AIM OF THE TASK:
Copy each line of the records that contains the word "import".

····················

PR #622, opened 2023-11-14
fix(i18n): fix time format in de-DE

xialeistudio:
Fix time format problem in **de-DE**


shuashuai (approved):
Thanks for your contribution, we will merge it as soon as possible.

····················

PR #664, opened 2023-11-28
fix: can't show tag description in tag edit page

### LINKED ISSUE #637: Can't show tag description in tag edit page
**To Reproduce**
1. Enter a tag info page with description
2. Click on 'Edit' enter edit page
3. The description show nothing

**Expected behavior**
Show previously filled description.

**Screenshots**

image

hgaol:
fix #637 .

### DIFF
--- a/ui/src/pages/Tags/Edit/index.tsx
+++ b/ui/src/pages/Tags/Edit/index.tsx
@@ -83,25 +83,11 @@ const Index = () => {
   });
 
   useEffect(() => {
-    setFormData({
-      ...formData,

····················

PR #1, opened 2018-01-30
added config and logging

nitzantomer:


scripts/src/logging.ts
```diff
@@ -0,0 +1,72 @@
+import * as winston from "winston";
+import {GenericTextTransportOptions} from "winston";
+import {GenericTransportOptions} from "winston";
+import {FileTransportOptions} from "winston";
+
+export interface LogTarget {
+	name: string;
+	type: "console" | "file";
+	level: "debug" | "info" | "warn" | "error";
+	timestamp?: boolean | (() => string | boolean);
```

····················

RESULT OF THIS TASK:
+import * as winston from "winston";
+import {GenericTextTransportOptions} from "winston";
+import {GenericTransportOptions} from "winston";
+import {FileTransportOptions} from "winston";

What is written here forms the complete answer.